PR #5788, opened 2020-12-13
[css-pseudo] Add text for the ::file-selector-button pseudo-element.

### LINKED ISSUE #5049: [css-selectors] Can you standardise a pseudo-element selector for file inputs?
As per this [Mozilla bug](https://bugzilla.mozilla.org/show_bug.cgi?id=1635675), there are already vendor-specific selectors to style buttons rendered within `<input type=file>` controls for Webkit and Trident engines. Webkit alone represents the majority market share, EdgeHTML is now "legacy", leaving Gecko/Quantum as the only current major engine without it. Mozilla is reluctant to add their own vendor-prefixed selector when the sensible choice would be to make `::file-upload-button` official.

* * *

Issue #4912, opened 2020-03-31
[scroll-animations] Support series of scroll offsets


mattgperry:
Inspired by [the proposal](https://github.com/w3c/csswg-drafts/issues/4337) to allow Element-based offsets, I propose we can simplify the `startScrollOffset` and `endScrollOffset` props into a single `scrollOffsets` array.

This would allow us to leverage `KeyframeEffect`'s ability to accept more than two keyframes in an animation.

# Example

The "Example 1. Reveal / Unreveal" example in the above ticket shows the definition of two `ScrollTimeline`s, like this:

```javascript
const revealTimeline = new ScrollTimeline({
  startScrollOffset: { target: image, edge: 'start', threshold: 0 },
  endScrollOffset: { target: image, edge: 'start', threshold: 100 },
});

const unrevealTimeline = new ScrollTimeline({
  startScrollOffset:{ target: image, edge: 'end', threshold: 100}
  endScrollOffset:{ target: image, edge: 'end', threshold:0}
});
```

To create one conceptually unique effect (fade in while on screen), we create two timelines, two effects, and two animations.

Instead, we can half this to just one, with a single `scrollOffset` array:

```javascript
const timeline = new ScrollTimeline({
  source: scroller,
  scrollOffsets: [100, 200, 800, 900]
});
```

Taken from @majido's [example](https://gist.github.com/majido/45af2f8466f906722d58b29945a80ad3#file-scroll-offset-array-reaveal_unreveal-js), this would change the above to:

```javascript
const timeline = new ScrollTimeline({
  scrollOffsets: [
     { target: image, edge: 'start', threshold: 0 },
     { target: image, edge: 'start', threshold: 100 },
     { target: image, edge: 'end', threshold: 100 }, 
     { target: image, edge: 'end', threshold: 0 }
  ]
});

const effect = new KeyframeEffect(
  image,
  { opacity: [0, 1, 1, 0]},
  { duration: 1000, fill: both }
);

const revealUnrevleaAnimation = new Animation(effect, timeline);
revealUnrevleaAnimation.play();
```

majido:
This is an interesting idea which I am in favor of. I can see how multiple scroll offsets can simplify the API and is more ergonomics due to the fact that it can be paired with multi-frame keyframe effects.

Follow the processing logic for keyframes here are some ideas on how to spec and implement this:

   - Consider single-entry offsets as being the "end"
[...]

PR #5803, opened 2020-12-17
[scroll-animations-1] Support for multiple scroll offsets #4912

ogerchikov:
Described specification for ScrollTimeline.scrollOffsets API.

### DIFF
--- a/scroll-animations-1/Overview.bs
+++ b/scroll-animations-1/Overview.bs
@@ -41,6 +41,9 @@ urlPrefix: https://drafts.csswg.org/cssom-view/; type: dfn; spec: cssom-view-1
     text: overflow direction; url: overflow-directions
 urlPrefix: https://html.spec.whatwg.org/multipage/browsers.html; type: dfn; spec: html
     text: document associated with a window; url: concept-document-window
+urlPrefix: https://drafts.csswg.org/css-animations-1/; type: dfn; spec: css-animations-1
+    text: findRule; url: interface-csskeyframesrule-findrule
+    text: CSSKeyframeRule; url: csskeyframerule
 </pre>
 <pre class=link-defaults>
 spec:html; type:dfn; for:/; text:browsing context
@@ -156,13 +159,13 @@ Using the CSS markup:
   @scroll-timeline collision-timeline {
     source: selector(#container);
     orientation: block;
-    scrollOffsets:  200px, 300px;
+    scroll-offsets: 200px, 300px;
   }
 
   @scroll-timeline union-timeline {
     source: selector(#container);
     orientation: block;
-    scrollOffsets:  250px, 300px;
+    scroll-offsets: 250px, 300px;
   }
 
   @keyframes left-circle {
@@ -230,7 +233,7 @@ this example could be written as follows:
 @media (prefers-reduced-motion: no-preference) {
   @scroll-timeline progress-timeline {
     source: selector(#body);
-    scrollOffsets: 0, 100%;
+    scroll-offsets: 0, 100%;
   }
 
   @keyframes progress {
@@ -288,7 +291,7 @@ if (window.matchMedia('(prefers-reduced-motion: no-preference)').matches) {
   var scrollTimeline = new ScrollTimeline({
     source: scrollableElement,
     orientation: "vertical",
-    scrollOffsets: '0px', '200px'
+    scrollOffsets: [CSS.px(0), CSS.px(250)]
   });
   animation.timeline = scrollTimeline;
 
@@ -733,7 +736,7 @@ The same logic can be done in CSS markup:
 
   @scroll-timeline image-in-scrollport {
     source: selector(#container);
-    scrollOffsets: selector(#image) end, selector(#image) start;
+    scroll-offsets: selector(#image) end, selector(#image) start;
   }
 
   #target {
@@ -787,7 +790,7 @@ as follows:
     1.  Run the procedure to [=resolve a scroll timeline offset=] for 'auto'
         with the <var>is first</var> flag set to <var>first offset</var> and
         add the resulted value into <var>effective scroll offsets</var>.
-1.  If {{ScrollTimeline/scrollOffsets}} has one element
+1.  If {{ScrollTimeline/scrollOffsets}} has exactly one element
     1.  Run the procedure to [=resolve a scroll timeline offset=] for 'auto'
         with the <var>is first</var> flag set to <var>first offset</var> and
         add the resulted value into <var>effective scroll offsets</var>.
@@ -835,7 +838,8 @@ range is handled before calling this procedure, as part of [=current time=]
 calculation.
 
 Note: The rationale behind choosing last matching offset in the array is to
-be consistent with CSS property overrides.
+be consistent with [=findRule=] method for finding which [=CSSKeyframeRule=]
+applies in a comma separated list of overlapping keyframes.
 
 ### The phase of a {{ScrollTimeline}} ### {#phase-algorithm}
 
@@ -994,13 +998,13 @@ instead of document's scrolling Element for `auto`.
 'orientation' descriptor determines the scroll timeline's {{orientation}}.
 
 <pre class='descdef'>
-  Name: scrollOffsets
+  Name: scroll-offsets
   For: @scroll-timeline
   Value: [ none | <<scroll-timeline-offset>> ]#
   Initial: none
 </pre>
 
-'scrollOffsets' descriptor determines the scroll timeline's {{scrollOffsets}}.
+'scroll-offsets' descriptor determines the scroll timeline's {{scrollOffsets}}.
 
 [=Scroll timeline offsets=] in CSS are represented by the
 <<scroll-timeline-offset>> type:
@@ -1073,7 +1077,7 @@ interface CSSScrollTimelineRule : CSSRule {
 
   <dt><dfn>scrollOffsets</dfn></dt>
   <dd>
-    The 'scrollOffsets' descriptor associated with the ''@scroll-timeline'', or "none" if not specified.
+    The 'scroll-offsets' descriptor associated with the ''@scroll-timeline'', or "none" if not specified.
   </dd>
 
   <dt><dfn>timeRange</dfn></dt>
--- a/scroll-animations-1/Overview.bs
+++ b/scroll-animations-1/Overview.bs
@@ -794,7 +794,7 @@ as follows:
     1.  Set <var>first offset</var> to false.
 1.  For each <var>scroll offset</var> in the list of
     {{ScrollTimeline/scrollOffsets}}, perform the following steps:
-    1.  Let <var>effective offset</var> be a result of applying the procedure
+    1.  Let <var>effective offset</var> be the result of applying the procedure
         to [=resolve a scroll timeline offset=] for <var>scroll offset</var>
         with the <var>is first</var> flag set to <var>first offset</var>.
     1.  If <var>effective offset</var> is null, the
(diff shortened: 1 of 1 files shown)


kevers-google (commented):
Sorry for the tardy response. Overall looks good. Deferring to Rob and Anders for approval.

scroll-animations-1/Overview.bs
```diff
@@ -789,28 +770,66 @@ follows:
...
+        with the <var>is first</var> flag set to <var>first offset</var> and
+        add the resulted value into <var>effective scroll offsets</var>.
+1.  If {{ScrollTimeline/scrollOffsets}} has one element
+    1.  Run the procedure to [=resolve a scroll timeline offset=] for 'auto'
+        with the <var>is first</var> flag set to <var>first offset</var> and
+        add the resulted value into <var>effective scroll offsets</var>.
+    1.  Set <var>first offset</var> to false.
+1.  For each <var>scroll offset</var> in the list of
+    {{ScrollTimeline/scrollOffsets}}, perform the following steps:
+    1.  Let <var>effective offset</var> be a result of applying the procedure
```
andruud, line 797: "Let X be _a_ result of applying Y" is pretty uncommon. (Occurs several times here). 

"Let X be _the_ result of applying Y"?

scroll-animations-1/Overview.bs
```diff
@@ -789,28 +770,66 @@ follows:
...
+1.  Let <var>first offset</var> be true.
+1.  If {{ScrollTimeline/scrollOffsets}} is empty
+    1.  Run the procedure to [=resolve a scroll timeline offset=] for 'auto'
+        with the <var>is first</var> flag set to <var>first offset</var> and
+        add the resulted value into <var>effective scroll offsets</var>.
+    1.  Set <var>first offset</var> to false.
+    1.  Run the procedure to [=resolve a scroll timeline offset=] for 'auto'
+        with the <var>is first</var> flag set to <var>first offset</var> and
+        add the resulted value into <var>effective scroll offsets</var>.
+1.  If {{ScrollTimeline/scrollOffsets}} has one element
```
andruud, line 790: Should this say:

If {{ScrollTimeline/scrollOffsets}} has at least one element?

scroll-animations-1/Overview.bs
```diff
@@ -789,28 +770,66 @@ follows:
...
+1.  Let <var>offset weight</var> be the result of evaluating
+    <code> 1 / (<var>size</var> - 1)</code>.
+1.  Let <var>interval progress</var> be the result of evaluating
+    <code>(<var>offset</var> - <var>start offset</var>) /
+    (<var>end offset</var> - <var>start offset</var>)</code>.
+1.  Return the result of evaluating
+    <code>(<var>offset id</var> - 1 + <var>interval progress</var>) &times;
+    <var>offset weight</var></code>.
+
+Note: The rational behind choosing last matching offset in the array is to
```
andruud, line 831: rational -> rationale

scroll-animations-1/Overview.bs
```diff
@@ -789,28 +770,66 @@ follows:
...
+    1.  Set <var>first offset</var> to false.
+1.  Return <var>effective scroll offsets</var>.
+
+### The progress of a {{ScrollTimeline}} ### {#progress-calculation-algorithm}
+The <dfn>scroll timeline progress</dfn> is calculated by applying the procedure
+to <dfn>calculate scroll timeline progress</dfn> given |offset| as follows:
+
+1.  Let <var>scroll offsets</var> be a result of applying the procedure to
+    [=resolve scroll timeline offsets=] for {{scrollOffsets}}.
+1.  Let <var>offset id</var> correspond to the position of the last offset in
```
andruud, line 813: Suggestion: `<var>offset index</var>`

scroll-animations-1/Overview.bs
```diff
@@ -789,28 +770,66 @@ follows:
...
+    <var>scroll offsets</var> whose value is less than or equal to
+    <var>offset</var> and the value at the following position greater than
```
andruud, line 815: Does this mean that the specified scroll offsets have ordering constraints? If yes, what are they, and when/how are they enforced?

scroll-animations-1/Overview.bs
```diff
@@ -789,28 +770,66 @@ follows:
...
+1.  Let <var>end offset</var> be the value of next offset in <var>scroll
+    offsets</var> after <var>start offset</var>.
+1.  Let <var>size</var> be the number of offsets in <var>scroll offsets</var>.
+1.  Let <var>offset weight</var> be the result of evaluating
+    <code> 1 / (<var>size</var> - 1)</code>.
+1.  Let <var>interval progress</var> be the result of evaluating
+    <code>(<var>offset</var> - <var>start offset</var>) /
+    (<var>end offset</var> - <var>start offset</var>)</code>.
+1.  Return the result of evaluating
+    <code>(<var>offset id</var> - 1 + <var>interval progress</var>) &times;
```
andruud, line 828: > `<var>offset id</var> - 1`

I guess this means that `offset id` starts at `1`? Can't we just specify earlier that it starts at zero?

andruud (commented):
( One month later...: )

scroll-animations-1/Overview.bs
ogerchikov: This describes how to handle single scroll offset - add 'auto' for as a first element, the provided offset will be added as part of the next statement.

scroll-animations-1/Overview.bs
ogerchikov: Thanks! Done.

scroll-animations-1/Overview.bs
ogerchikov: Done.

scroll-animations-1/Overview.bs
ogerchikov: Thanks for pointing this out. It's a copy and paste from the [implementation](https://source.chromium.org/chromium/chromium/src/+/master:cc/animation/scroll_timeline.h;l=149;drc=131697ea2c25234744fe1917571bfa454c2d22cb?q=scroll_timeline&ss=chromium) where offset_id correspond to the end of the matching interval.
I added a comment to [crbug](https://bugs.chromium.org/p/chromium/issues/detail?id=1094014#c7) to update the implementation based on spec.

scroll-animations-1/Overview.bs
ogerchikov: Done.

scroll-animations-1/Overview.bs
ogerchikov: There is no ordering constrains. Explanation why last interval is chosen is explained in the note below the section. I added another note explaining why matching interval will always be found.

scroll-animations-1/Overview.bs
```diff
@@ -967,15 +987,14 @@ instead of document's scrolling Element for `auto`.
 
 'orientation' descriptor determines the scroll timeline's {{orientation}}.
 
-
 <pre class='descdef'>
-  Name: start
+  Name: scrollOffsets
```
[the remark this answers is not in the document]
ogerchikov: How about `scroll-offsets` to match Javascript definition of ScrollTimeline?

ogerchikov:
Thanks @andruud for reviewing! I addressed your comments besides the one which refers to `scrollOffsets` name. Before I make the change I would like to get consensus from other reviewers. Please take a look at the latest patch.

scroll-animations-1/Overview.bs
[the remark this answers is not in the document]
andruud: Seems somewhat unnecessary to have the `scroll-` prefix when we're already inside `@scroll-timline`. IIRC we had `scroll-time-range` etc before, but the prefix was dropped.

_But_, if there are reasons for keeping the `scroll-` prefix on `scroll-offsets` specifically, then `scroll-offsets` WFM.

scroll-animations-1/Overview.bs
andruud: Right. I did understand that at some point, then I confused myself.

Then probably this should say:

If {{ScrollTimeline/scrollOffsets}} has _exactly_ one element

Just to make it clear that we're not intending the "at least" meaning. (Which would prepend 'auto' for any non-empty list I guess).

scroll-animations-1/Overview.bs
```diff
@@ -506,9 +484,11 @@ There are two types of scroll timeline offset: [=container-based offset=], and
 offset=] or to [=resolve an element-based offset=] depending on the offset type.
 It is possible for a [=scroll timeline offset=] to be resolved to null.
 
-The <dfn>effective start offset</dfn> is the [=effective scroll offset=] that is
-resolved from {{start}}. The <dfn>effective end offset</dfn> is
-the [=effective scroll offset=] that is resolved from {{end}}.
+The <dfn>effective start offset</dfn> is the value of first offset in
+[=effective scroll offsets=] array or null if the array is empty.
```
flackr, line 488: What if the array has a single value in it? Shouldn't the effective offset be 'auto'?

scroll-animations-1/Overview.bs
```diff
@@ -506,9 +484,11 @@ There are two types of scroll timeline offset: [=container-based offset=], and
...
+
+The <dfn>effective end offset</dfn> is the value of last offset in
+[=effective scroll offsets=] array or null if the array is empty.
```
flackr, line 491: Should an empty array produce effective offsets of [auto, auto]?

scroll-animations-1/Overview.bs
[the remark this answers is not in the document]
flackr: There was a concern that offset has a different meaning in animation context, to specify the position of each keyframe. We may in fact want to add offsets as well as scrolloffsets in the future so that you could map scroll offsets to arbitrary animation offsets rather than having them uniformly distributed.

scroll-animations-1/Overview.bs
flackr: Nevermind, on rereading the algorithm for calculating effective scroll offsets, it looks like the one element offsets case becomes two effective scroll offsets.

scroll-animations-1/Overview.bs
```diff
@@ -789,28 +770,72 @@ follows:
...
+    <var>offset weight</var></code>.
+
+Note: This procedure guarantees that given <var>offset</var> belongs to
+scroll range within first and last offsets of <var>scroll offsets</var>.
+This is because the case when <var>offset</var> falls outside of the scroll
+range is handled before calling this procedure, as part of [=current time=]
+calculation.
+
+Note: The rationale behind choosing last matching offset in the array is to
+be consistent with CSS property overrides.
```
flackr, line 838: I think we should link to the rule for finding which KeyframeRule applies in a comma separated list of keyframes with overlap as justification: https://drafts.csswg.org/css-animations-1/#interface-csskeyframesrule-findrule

(What you will do) Every line in the data above that contains "revealUnrevleaAnimation" needs to be copied.

(Answer to this exercise)
const revealUnrevleaAnimation = new Animation(effect, timeline);
revealUnrevleaAnimation.play();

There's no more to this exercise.